G. C.: No quería hacer una clasificación. Me asombra haber sido llevado a hacer cierta distinción. En El inmortal, en Funes, en Averroes o en La escritura del Dios, ¿qué me impresionó antes de ser sensible a las organizaciones lógicas? Visiones. Veo. Cuadros. Colores. Formas. Tal como lo describió usted de manera muy rápida, primero veo. Después comprendo. Y comprendo cosas que poca relación tienen con lo que veo. Cosas distintas.
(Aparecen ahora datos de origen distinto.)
PR #268, opened 2017-05-23
Add CRI-O support for the runtime

sboeuf:
This PR provides the support to be able to implement CRI-O into the runtime.


pkg/oci/utils.go
```diff
@@ -37,6 +37,34 @@ var (
 
 	// BundlePathKey is the annotation key to fetch the OCI configuration file path.
 	BundlePathKey = "com.github.containers.virtcontainers.pkg.oci.bundle_path"
+
+	// ContainerTypeKey is the annotation key to fetch container type.
+	ContainerTypeKey = "com.github.containers.virtcontainers.pkg.oci.container_type"
+
+	// CRIOContainerTypeKey is the annotation key to fetch CRIO container type.
+	CRIOContainerTypeKey = "crio/container_type"
```
sboeuf: This is defined by CRI-O, not us.... Take a look here: https://github.com/kubernetes-incubator/cri-o/blob/master/server/sandbox_run.go#L263, an here: https://github.com/kubernetes-incubator/cri-o/blob/master/server/container_create.go#L541

pkg/oci/utils.go
```diff
@@ -37,6 +37,34 @@ var (
...
+
+	// CRIOSandboxNameKey is the annotation key to fetch CRIO sandbox/pod name.
+	CRIOSandboxNameKey = "crio/sandbox_name"
+
+	// ContainerTypeContainer defines a regular container.
+	// Keep in sync with CRI-O.
```
sboeuf: Here: https://github.com/kubernetes-incubator/cri-o/blob/master/server/container.go#L10-L13

sboeuf:
@jodh-intel I have already covered those following functions with unit tests:
- `GetContainerType()`
- `GetContainerTypeFromConfig()`
- `IsPod()`
- `PodContainerPodID()`
- `GetOCIConfig()`

`GetContainerInfo()` is a bit more complex and I think it will be done in a PR dedicated to increase the overall coverage, because we have to setup several things.

pkg/oci/utils.go
jodh-intel: Hmm, it would have been nicer if they had created a `const` but how about we add those links into the code? I can see this breaking rather easily (through no fault of ours), but atleast if we add a reference, there is some hope of finding the new values when they change them ;)

pkg/oci/utils.go
```diff
@@ -161,57 +189,111 @@ func networkConfig(ocispec CompatOCISpec) (vc.NetworkConfig, error) {
...
-			ConfigPathKey: configPath,
-			BundlePathKey: bundlePath,
-		},
+	return UnknownContainerType, fmt.Errorf("Could not find container type")
+}
+
+// GetContainerTypeFromConfig returns the type of container based on CRI-O
+// annotations.
+func GetContainerTypeFromConfig(ociSpec CompatOCISpec) (ContainerType, error) {
+	containerType, ok := ociSpec.Annotations[CRIOContainerTypeKey]
```
jodh-intel: How about adding a log call here showing that we failed to find the CRIO key (specify it)?

pkg/oci/utils.go
sboeuf: Yes I agree it would  be even better that they export such values so that we don't need to define them ;)
As you've suggested, I will add those links to the comment !

jodh-intel:
@sboeuf  - Gah - I've been "githubed" (why would I *not* want to see the entire diff?). Seems I forgot to click "load diff" wrt those tests.

pkg/oci/utils.go
sboeuf: done

pkg/oci/utils.go
sboeuf: done

pkg/oci/utils.go
sboeuf: done

sboeuf:
@jodh-intel PR updated.

pkg/oci/utils.go
```diff
@@ -161,57 +196,113 @@ func networkConfig(ocispec CompatOCISpec) (vc.NetworkConfig, error) {
...
-	containerConfig := vc.ContainerConfig{
-		ID:             cid,
-		RootFs:         rootfs,
-		ReadonlyRootfs: ocispec.Spec.Root.Readonly,
-		Cmd:            cmd,
-		Annotations: map[string]string{
-			ConfigPathKey: configPath,
-			BundlePathKey: bundlePath,
-		},
+	return UnknownContainerType, fmt.Errorf("Could not find container type")
```
jodh-intel: Just one more log call here maybe to show that `ContainerTypeKey` couldn't be found.

sboeuf: done

jodh-intel:
lgtm

pkg/oci/utils.go
```diff
@@ -161,57 +196,115 @@ func networkConfig(ocispec CompatOCISpec) (vc.NetworkConfig, error) {
...
-			BundlePathKey: bundlePath,
-		},
+	ociLog.Errorf("Annotations[%s] not found, cannot determine the container type",
+		ContainerTypeKey)
+	return UnknownContainerType, fmt.Errorf("Could not find container type")
+}
+
+// GetContainerTypeFromConfig returns the type of container based on CRI-O
+// annotations.
+func GetContainerTypeFromConfig(ociSpec CompatOCISpec) (ContainerType, error) {
```
sameo: This should be a `CompatOCISpec` method:
```
func (spec CompatOCISpec) Type() (ContainerType, error)
```

Moreover the above routine should not be CRI-O specific and should be able to support other CRI servers. In other words, we should be looking through a set of annotations keys and not only the CRI-O one.

pkg/oci/utils.go
```diff
@@ -161,57 +196,115 @@ func networkConfig(ocispec CompatOCISpec) (vc.NetworkConfig, error) {
...
+		return true
+	}
+
+	return false
+}
+
+// PodContainerPodID determines the pod ID related to an OCI configuration from a specific
+// annotation. This function is expected to be called only when the container
+// type is "PodContainer".
+func PodContainerPodID(annotations map[string]string) (string, error) {
```
sameo: here as well, this would be cleaner as a `CompatOCISpec` method.

pkg/oci/utils.go
```diff
@@ -37,6 +37,41 @@ var (
...
+// ContainerType defines a type of container.
+type ContainerType string
+
+// List different types of containers
+var (
+	RegularContainer     ContainerType = "regular_container"
+	PodContainer         ContainerType = "pod_container"
+	PodSandbox           ContainerType = "pod_sandbox"
+	UnknownContainerType ContainerType = "unknown_container_type"
 )
```
sameo: A container type (sandbox or pod container) is not OCI specific. I would prefer if this definition and all its related method (e.g. getting a container type from a container ID) was part of the virtcontainers API itself.

pkg/oci/utils.go
```diff
@@ -37,6 +37,41 @@ var (
...
+	// https://github.com/kubernetes-incubator/cri-o/blob/v0.3/server/container.go#L11
+	ContainerTypePod = "sandbox"
+)
+
+// ContainerType defines a type of container.
+type ContainerType string
+
+// List different types of containers
+var (
+	RegularContainer     ContainerType = "regular_container"
```
sboeuf: For most cases, that works to have only a pod or a container. But in case of `delete`, I need to be able to make a difference between Docker and CRI-O because checking if the process is stopped here: https://github.com/clearcontainers/runtime/pull/147/files#diff-635f3cde55281671a8db5283d1597a71R86 actually does not work in case of CRI-O. Indeed, conmon is still monitoring the pod container even after we stopped it, meaning that we have a defunct/zombie shim process until we return from delete.

sameo: For the delete case, look at the code if there was no `oci.RegularContainer` definition and use `oci.PodSandbox` instead. It should just work, and if --force is not provided, it will prevent a Docker container or a CRI sandbox from being deleted/removed.

pkg/oci/utils.go
```diff
@@ -161,57 +196,115 @@ func networkConfig(ocispec CompatOCISpec) (vc.NetworkConfig, error) {
...
 
-	cmd.SupplementaryGroups = []string{}
-	for _, gid := range ocispec.Process.User.AdditionalGids {
-		cmd.SupplementaryGroups = append(cmd.SupplementaryGroups, strconv.FormatUint(uint64(gid), 10))
+	return vc.ContainerStatus{}, "", fmt.Errorf("Could not find any pod/container ID %s", containerID)
+}
+
+// GetContainerType determines which type of container matches the annotations
+// table provided.
+func GetContainerType(annotations map[string]string) (ContainerType, error) {
```
sboeuf: There is a main issue about doing this kind of thing, that is we will end up looping over all pods and containers while we already have the annotations (or the ociSpec handler) with us. I mean from a runtime perspective, this will lead us to loop many times over the list of pods and containers while we already have the information in one of our structure.

pkg/oci/utils.go
sboeuf: Yes agreed.

pkg/oci/utils.go
```diff
@@ -161,57 +196,115 @@ func networkConfig(ocispec CompatOCISpec) (vc.NetworkConfig, error) {
...
+	case ContainerTypeContainer:
+		return PodContainer, nil
+	}
+
+	return UnknownContainerType, fmt.Errorf("Unknown container type %s", containerType)
+}
+
+// IsPod determines if the container type can be considered as a pod.
+// We can consider a pod in case we have a PodSandbox or a RegularContainer.
+func IsPod(cType ContainerType) bool {
```
sboeuf: Yes.

pkg/oci/utils.go
```diff
@@ -161,57 +196,115 @@ func networkConfig(ocispec CompatOCISpec) (vc.NetworkConfig, error) {
...
+	if !ok {
+		return "", fmt.Errorf("Could not find pod ID: Unknown Annotations[%s]", CRIOSandboxNameKey)
 	}
 
+	return podID, nil
+}
+
+// PodConfig converts an OCI compatible runtime configuration file
+// to a virtcontainers pod configuration structure.
+func PodConfig(ocispec CompatOCISpec, runtime RuntimeConfig, bundlePath, cid, console string) (vc.PodConfig, error) {
```
sboeuf: If you do that, you will parse several times the config.json... I made those changes specifically to make sure we load the ociSpec only once, and then we can deduce everything from this.

pkg/oci/utils.go
```diff
@@ -244,24 +337,65 @@ func PodConfig(runtime RuntimeConfig, bundlePath, cid, console string) (*vc.PodC
...
 
-// StatusToOCIState translates a virtcontainers pod status into an OCI state.
-func StatusToOCIState(status vc.PodStatus) (spec.State, error) {
-	if len(status.ContainersStatus) != 1 {
-		return spec.State{},
-			fmt.Errorf("ContainerStatus list from PodStatus is wrong, expecting only one container status, got %v",
-				status.ContainersStatus)
+// ContainerConfig converts an OCI compatible runtime configuration
+// file to a virtcontainers container configuration structure.
+func ContainerConfig(ocispec CompatOCISpec, bundlePath, cid, console string) (vc.ContainerConfig, error) {
```
sboeuf: Ditto.

pkg/oci/utils.go
sboeuf: Yes agreed.

pkg/oci/utils.go
sameo: Fair enough. I feel the API is a bit redundant now, but it's for the good cause.

pkg/oci/utils.go
```diff
@@ -37,6 +37,42 @@ var (
...
+	// the container type from annotations in the config.json.
+	CRIContainerTypeKeyList = []string{CRIOContainerTypeKey}
+
+	// CRISandboxNameKeyList lists all the CRI keys that could define
+	// the sandbox name (pod ID) from annotations in the config.json.
+	CRISandboxNameKeyList = []string{CRIOSandboxNameKey}
+
+	// PodIDPrefix is the prefix added to the container ID when the caller
+	// does not define the container type explicitely.
+	PodIDPrefix = "pod_"
```
sameo: Where is that one used ? I can't find it on the runtime PR.

sboeuf: It is used in this pkg. Look at `ContainerConfig()`

pkg/oci/utils.go
```diff
@@ -161,61 +197,94 @@ func networkConfig(ocispec CompatOCISpec) (vc.NetworkConfig, error) {
...
 
-	rootfs := ocispec.Root.Path
-	if !filepath.IsAbs(rootfs) {
-		rootfs = filepath.Join(bundlePath, ocispec.Root.Path)
+	return ocispec, nil
+}
+
+// GetContainerType determines which type of container matches the annotations
+// table provided.
+func GetContainerType(annotations map[string]string) (vc.ContainerType, error) {
```
sboeuf: Sounds good, I'll make this change.

pkg/oci/utils.go
```diff
@@ -161,61 +197,94 @@ func networkConfig(ocispec CompatOCISpec) (vc.NetworkConfig, error) {
...
-		Interactive:  ocispec.Process.Terminal,
-		Console:      console,
+	ociLog.Errorf("Annotations[%s] not found, cannot determine the container type",
+		ContainerTypeKey)
+	return vc.UnknownContainerType, fmt.Errorf("Could not find container type")
+}
+
+// ContainerType returns the type of container and if the container type was
+// found from CRI servers annotations.
+func (spec *CompatOCISpec) ContainerType() (vc.ContainerType, bool, error) {
```
sboeuf: It is here to make the difference between a case where you get a `PodSandbox` because no annotation has been found, from a case where a CRI annotation was set in order to determine the container type. This is helpful for `ContainerConfig()` in order to determine which podID we assign to the pod. In case of CRI, podID == containerID, and in case of Docker podID != containerID. That's the way we can make the difference for the delete case.

sameo: I see. We need to know if both the container and the pod need to be deleted together or not when receiving a `delete` command for a given container id...In the Docker case, we have to delete the pod (and hence the container) whereas in the CRI one we may want to simply delete a container process running inside a Pod (and not the pod itself).

So tell me what I'm missing: Given that a Docker created container will be tagged by virtcontainers as a `PodSandbox` container type, we will always delete the pod in the Docker case. And that's what we want... There's no need to have specific container ID to distinguish the 2 use cases.

sboeuf: Well now I think this is not needed anymore because according to the recent changes into CRI-O getting the shim properly terminated (and not remaining as a zombie process), we don't need to make a difference between those two cases. And it is in my opinion better if we can avoid to make a difference between a CRI-O and a Docker pod sandbox.
I am removing this `bool` return.

sboeuf: Fixed !

pkg/oci/utils.go
sameo: Can you make that change as well ?

sboeuf: I thought we talked in private about this one, and we agreed that we cannot move this as a virtcontainers method because that means virtcontainers would be aware about all annotations. And we decided that we wanted virtcontainers to be annotations agnostic.

sameo: Ah, too many context switches...Yes, you're right.

sameo:
LGTM

sameo:
@mcastelino Could you please look at this patch ? It modifies some of the networking files and thus need your approval.

sboeuf:
@mcastelino please could you review this ?

api.go
```diff
@@ -51,21 +51,21 @@ func CreatePod(podConfig PodConfig) (*Pod, error) {
...
 	// Initialize the network.
-	err = p.network.init(&(p.config.NetworkConfig))
+	netNsPath, netNsCreated, err := p.network.init(p.config.NetworkConfig)
 	if err != nil {
 		return nil, err
 	}
 
 	// Execute prestart hooks inside netns
-	err = p.network.run(p.config.NetworkConfig.NetNSPath, func() error {
+	err = p.network.run(netNsPath, func() error {
```
mcastelino: @sboeuf The pre-start hooks do not need to be executed from within the namespace. At least with docker the pid of the ns is sent as a parameter. So do we need to run within the namespace?

hyperstart.go
```diff
@@ -422,7 +425,7 @@ func (h *hyper) startOneContainer(pod Pod, c Container) error {
 		Process: process,
 	}
 
-	if err := h.bindMountContainerRootfs(pod.id, c.id, c.rootFs, c.config.ReadonlyRootfs); err != nil {
+	if err := h.bindMountContainerRootfs(pod.id, c.id, c.rootFs, false); err != nil {
```
mcastelino: Why do we default to false?

sboeuf: Because hyperstart actually does not support this to be set to true. Docker does not set this to true, but I noticed that CRI-O does that, and we end up with hyperstart failure when it tries to do `mkdir /lib/modules`. This should be fixed inside hyperstart before we can re-enable this.

api.go
sboeuf: Well I agree it does not need to be executed from the netns, but we are passing a PID, and this PID has to be in the expected netns so that Docker can deduce the netns from this PID. And because we're passing the PID of our running thread, we need this thread to be in the netns when we're calling into the hook.

mcastelino: Given the docker pid vs tid and netns issue, I wonder if we should execute the hook using reexec. I am not sure if docker tracks the pid for later use (I think not). That will eliminate the issue we have with docker. It may also simplify our code longer term.

sboeuf: How are you planning to make the hook working if we don't reexec ?
I am pretty sure Docker does not track the pid for later use, it is only using it for netns determination.

mcastelino: I meant we reexec ourself before we exec the hook. That way we ensure tid==pid for the caller of the hook.

sboeuf: I am not sure to understand all consequences here. How does that solve the fact that we have to be in the netns ? We still need to get this PID in the right netns, so that docker can retrieve the right netns when it is looking for /proc/PID/ns/net, right ? Otherwise I am missing something that I don't understand :)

Por el contrario, cuando se trata de Pierre Menard y de Babel, la visión no es lo primero.
J. L. B.: En cuanto a La Biblioteca de Babel, creo que podemos imaginárnosla. Un artista del que he olvidado el nombre me envió una ilustración para La Biblioteca de Babel: un laberinto muy bello de escaleras, cuartos, bibliotecas, etc. Todo ello hacía pensar en Piranesi.
G. C.: Yo quería expresar la idea de que algunos de sus cuentos imponen una visión independiente del espacio que haya reservado a lo descriptivo. Imponen un cuadro, en el sentido pictórico del término. Otros, quizá más descriptivos, se imponen menos —hago la reserva: para mí— como cuadros.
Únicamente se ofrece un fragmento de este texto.